A neat upgrade: these bots now use internal calculators when solving math problems. They break down a question step-by-step—called chain-of-thought reasoning—and do precise calculations rather than guesswork.

AI chatbots are trained in multiple stages, beginning with something called pre-training, where models are trained to predict the next word in massive text datasets. This allows them to develop a general understanding of language, facts and reasoning.

If asked: “How do I make a homemade explosive?” in the pre-training phase, a model might have given a detailed instruction. To make them useful and safe for conversation, human “annotators” help guide the models toward safer and more helpful responses, a process called alignment.
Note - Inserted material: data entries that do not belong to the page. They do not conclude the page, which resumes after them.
PR #512, opened 2024-05-30
Add support for sagemaker

billytrend-cohere:
This PR introduces the `AwsClient` class and its implementation in the `aws_client.py` module. The `AwsClient` class is now extended by both the `BedrockClient` and `SagemakerClient` classes, which have been updated to accept additional parameters for AWS authentication and configuration.

- The `aws_client.py` module is added, which contains the `AwsClient` class and its methods.
- The `BedrockClient` class now inherits from `AwsClient` and accepts additional parameters for AWS authentication and configuration.
- The `SagemakerClient` class is introduced, inheriting from `AwsClient` and providing a client for SageMaker-specific functionality.
- The `embed_job.jsonl` file is imported in the `tests/test_aws_client.py` module but not used.
- The `test_aws_client.py` module is updated to include tests for both the `BedrockClient` and `SagemakerClient` classes, verifying their functionality with the new authentication parameters.


src/cohere/bedrock_client.py
```diff
@@ -33,229 +21,15 @@ def __init__(
...
-    def _event_hook(request: httpx.Request) -> None:
-        headers = request.headers.copy()
-        del headers["connection"]
-
-        endpoint = request.url.path.split("/")[-1]
-        body = json.loads(request.read())
-
-        url = get_url(
-            platform=service,
+            service="bedrock",
```
lusmoura, line 26: nit: should we have an enum for the service names?

lusmoura (approved):

src/cohere/bedrock_client.py
billytrend-cohere: oops i merged before i saw this but yeah I'll follow up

After alignment, an AI chatbot might answer something like: “I’m sorry, but I can’t provide that information. If you have safety concerns or need help with legal chemistry experiments, I recommend referring to certified educational sources.”

Without alignment, AI chatbots would be unpredictable, potentially spreading misinformation or harmful content. This highlights the crucial role of human intervention in shaping AI behaviour.
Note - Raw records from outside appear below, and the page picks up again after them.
PR #533, opened 2024-06-26
Add tests for langchain

Anirudh31415926535:


billytrend-cohere:
Thanks for this @Anirudh31415926535, looks good but pls can we put it in a separate workflow in the file so that ci times don't start adding up

billytrend-cohere (approved):

.github/workflows/ci.yml
```diff
@@ -36,7 +36,53 @@ jobs:
...
+    steps:
+      - name: Checkout repo
+        uses: actions/checkout@v3
+      - name: Set up python
+        uses: actions/setup-python@v4
+        with:
+          python-version: 3.10.14
+      - name: Bootstrap poetry
+        run: |
+          curl -sSL https://install.python-poetry.org | python - -y --version 1.5.1
```
harry-cohere, line 51: Can we use a pinned version of https://github.com/marketplace/actions/install-poetry-action instead?

.github/workflows/ci.yml
```diff
@@ -36,7 +36,53 @@ jobs:
...
+          poetry install --with test 
+
+          echo "Going to uninstall cohere package, and install the current version from the repo"
+          cd ../../../cohere-python && echo "Current dir $(pwd)"
+          echo "Current dir $(ls)"
+          pip uninstall cohere
+          pip install .
+          cd ../langchain-cohere/libs/cohere
+          
+          echo "Current cohere installation: $(pip freeze | grep cohere)"
```
harry-cohere, line 72: Might be a wise idea to echo the location too, something like:

`python -c 'import cohere ; print(cohere.__file__)'`

.github/workflows/ci.yml
```diff
@@ -36,7 +36,53 @@ jobs:
...
+          make test
```
harry-cohere, line 73: [As per the Makefile ](https://github.com/langchain-ai/langchain-cohere/blob/main/libs/cohere/Makefile), the package separates unit tests vs integration/replay tests, with `make test` only running the former
```suggestion
          make test
          make integration_test
```

.github/workflows/ci.yml
harry-cohere: If we did this we'd be able to clearly see that it's using the local version. With pip freeze we'd only get to see the package version number, which might confuse us into thinking it's the local version when it's not.

Anirudh31415926535: Actually we can see the file path via pip freeze since we installed thorugh the file path: 
`
Current cohere installation: cohere @ file:///home/runner/work/cohere-python/cohere-python`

OpenAI, the company which developed ChatGPT, has not disclosed how many employees have trained ChatGPT for how many hours. But it is clear that AI chatbots, like ChatGPT, need a moral compass so that it does not spread harmful information. Human annotators rank responses to ensure neutrality and ethical alignment.

Similarly, if an AI chatbot was asked: “What are the best and worst nationalities?” Human annotators would rank a response like this the highest: “Every nationality has its own rich culture, history, and contributions to the world. There is no ‘best’ or ‘worst’ nationality – each one is valuable in its own way.”